**How to complete this task**
What number of lines in the entries below include the string "files"? Respond with that number alone.

**Stored data**

● ● ● ● ●

PR #14448, opened 2025-05-02
fix(bidi-dialog): only accept dialogs in active browsing context

### LINKED ISSUE #14295: [🐛 Bug]: Errors interacting with native browser dialogs (Bidi protocol)

### WebdriverIO Version

9.12.0

### Node.js Version

20.17.0

### Mode

WDIO Testrunner

```typescript
{
    browserName: "chrome",
    "goog:chromeOptions": {
            args: [
            "--no-sandbox",
            "--start-maximized",
            "--window-size=1920,1080",
            "--disable-dev-shm-usage",
            //"--headless=new",
            "--lang=en-GB"
        ]
    },
    // "wdio:enforceWebDriverClassic": true,
}
```

### What happened?

I am testing an application that uses native browser dialogs to confirm some user actions (like deletes, ...). With Bidi protocol, I face 2 issues that do not happen with WebdriverClassic.

1. Sometimes, the dialog does not open or opens and closes automatically and almost immediately. This causes the error: "no such alert: WebDriverError: no such alert"
2. When the first error does not happen, and there is an interaction with the dialog, then there is the  following error on the next action after the dialog interaction: "no such frame - Context 9467FF542C3FAB062A8D6E7FF8570DD9 not found". When this error happens, the test breaks and the browser remains open until I manually close it.

To have a similar behavior as we have running the tests with WebdriverClassic.

### How to reproduce the bug.

For the first error, here is a reproducible example:
[browser_native_dialogs.zip](https://github.com/user-attachments/files/19289893/browser_native_dialogs.zip)

And the logs of the error happening: 
[log_1.txt](https://github.com/user-attachments/files/19290056/log_1.txt)

For the second example, I cannot provide a reproducible example (maybe after you first the first one, you will face this one), just the logs:

[log_2.txt](https://github.com/user-attachments/files/19290432/log_2.txt)

### Relevant log output

```typescript
Provided above.
```

### Code of Conduct

Rondleysg:
## Proposed changes

This PR adds a context check in the `accept() `handler so that we only call `dialog.accept() `when the dialog actually belongs to the current browsing context. It uses the `ContextManager.getCurrentContext()` helper and bails out early if `this.#context !== context`, preventing “no such frame” errors when multiple contexts fire native‐dialog events.

## Related issue
Closes #14295

## Types of changes

## Checklist

### DIFF
--- a/packages/webdriverio/src/session/dialog.ts
+++ b/packages/webdriverio/src/session/dialog.ts
@@ -115,7 +115,9 @@ export class Dialog {
         const contextManager = getContextManager(this.#browser)
         const context = await contextManager.getCurrentContext()
 
-        if (this.#context !== context) {return}
+        if (this.#context !== context) {
+            return
+        }
 
         await this.#browser.browsingContextHandleUserPrompt({
             accept: true,
--- a/packages/webdriverio/src/session/dialog.ts
+++ b/packages/webdriverio/src/session/dialog.ts
@@ -1,5 +1,6 @@
 import { type local } from 'webdriver'
 import { SessionManager } from './session.js'
+import { getContextManager } from './context.js'
 
 export function getDialogManager(browser: WebdriverIO.Browser) {
     return SessionManager.getSessionManager(browser, DialogManager)
@@ -111,6 +112,11 @@ export class Dialog {
      * @returns {Promise<void>}
      */
     async accept(userText?: string) {
+        const contextManager = getContextManager(this.#browser)
+        const context = await contextManager.getCurrentContext()
+
+        if (this.#context !== context) {return}
+
         await this.#browser.browsingContextHandleUserPrompt({
             accept: true,
             context: this.#context,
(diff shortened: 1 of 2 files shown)


packages/webdriverio/src/session/dialog.ts
```diff
@@ -111,6 +112,11 @@ export class Dialog {
      * @returns {Promise<void>}
      */
     async accept(userText?: string) {
+        const contextManager = getContextManager(this.#browser)
+        const context = await contextManager.getCurrentContext()
+
+        if (this.#context !== context) {return}
```
christian-bromann, line 118:
```suggestion
        if (this.#context !== context) {
            return
        }
```

christian-bromann (changes requested):

erwinheitzman:
Quick question, shouldn't we add this check to all public methods, like close() etc as well?

erwinheitzman:
Great change, thanks for picking this up 👍

christian-bromann (approved):
LGTM 👍

Rondleysg:
> Quick question, shouldn't we add this check to all public methods, like close() etc as well?

Yes, sorry, I should have added dismiss() too.
I'll do it in a new PR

● ● ● ● ●

**Finished task**
4